-- WORK TASK --
All that should come back is the lines of the data below from the one containing "- and note the" to the one containing "## Unblocked by", inclusive, exactly as they stand.

%%

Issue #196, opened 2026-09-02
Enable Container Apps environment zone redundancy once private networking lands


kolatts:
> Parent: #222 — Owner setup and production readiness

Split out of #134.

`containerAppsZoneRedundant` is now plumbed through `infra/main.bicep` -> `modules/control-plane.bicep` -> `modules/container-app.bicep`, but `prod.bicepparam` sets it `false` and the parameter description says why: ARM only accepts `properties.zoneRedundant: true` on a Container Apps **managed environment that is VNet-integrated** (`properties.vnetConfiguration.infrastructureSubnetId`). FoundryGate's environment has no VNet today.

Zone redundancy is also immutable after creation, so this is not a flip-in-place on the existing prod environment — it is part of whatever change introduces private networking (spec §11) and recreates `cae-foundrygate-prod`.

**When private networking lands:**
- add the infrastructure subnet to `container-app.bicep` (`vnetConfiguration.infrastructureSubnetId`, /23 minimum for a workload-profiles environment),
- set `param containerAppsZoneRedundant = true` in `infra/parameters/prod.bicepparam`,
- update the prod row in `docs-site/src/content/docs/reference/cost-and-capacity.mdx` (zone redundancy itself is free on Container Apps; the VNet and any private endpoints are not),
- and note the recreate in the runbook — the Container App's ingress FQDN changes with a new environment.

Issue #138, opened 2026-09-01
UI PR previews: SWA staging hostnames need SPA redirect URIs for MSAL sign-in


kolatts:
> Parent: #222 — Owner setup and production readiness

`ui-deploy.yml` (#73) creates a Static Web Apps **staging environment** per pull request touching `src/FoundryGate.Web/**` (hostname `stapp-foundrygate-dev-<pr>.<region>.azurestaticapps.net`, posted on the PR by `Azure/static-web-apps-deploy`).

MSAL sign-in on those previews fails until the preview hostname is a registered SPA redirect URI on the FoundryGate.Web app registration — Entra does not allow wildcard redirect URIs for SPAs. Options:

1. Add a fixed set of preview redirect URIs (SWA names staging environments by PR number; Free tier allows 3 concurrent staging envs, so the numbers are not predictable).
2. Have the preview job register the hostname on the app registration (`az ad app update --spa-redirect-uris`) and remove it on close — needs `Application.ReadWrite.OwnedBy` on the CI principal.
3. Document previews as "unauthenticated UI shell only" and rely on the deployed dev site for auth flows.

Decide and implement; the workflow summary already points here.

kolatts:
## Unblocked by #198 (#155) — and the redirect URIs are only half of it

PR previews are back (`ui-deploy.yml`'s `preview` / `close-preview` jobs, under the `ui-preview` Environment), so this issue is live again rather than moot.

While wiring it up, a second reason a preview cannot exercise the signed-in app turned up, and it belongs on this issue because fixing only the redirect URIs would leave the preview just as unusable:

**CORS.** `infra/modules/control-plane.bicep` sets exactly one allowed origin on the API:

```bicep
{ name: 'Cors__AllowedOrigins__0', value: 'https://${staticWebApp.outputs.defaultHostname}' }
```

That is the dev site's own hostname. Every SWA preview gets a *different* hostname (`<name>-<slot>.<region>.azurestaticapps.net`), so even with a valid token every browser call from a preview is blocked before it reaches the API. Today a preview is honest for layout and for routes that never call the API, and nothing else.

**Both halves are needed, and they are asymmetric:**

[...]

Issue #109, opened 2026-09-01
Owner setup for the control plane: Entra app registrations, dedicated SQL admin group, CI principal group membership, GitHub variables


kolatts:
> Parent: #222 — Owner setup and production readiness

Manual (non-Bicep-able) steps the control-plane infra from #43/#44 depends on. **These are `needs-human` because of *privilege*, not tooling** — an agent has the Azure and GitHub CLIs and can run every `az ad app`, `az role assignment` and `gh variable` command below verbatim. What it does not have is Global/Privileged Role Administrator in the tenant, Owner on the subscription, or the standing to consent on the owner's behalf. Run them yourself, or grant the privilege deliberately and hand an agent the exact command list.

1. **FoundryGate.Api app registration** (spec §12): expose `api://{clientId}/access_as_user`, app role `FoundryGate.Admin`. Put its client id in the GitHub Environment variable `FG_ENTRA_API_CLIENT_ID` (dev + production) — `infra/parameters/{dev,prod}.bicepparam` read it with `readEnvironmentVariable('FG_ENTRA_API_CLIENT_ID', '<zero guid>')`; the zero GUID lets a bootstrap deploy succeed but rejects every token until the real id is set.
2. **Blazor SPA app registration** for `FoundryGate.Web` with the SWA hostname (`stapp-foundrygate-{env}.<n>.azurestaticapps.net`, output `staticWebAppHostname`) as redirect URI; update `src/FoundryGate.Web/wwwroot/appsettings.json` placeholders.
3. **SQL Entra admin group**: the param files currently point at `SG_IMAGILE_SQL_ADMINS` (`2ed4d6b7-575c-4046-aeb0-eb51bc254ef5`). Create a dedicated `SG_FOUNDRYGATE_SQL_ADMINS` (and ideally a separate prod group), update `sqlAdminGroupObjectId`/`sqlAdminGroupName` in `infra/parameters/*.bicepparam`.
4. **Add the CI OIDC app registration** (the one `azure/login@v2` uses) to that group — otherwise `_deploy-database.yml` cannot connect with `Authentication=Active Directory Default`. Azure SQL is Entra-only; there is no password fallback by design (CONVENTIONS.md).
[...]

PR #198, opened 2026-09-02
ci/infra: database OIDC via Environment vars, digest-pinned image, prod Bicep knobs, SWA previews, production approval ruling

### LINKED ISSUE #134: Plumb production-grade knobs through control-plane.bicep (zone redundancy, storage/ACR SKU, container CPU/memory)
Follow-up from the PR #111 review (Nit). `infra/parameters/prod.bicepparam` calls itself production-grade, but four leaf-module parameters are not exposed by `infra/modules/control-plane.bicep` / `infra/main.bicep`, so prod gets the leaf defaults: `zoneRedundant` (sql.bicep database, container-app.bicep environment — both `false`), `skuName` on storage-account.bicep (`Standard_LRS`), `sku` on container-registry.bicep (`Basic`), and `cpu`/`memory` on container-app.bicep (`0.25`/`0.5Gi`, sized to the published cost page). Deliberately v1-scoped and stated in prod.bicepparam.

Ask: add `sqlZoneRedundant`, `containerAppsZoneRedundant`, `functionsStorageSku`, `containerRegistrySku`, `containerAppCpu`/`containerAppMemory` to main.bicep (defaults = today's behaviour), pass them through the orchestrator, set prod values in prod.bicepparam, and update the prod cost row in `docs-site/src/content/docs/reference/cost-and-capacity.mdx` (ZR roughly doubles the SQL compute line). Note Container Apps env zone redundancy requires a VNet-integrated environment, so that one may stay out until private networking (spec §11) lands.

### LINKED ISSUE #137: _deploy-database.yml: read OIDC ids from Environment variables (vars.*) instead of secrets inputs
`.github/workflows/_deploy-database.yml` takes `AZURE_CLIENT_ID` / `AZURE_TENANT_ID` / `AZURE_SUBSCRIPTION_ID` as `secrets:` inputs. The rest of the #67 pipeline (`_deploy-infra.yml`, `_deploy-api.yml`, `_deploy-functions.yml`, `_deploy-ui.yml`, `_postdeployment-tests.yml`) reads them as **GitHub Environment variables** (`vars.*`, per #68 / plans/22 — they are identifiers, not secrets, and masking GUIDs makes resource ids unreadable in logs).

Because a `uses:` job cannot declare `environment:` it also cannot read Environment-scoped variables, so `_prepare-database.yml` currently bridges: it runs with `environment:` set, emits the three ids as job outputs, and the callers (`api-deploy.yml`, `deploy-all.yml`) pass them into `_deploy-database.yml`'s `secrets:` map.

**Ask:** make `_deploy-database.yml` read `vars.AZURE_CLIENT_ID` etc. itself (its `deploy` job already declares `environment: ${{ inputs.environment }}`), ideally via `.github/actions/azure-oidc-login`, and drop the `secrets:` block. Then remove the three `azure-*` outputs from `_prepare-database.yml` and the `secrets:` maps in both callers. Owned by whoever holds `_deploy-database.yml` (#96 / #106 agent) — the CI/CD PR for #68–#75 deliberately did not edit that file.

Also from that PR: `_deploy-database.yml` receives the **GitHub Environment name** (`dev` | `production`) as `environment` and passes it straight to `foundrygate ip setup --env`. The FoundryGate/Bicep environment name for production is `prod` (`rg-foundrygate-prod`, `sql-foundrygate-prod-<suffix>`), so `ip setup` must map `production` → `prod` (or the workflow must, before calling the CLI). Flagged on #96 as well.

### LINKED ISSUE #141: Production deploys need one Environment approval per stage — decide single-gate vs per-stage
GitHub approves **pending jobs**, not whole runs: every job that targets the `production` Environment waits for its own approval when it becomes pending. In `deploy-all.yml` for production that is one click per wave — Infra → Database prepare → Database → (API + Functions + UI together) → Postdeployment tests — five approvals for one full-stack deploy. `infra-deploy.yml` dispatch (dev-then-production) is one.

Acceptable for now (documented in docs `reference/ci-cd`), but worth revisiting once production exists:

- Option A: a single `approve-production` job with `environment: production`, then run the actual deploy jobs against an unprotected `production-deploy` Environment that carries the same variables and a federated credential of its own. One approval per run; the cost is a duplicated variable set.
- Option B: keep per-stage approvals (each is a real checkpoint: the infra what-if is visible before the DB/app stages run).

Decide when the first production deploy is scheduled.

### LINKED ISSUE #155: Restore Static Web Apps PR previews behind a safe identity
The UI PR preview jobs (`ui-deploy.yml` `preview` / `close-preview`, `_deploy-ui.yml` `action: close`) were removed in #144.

%%

-- FINISHED EXERCISE --
- and note the recreate in the runbook — the Container App's ingress FQDN changes with a new environment.

Issue #138, opened 2026-09-01
UI PR previews: SWA staging hostnames need SPA redirect URIs for MSAL sign-in


kolatts:
> Parent: #222 — Owner setup and production readiness

`ui-deploy.yml` (#73) creates a Static Web Apps **staging environment** per pull request touching `src/FoundryGate.Web/**` (hostname `stapp-foundrygate-dev-<pr>.<region>.azurestaticapps.net`, posted on the PR by `Azure/static-web-apps-deploy`).

MSAL sign-in on those previews fails until the preview hostname is a registered SPA redirect URI on the FoundryGate.Web app registration — Entra does not allow wildcard redirect URIs for SPAs. Options:

1. Add a fixed set of preview redirect URIs (SWA names staging environments by PR number; Free tier allows 3 concurrent staging envs, so the numbers are not predictable).
2. Have the preview job register the hostname on the app registration (`az ad app update --spa-redirect-uris`) and remove it on close — needs `Application.ReadWrite.OwnedBy` on the CI principal.
3. Document previews as "unauthenticated UI shell only" and rely on the deployed dev site for auth flows.

Decide and implement; the workflow summary already points here.

kolatts:
## Unblocked by #198 (#155) — and the redirect URIs are only half of it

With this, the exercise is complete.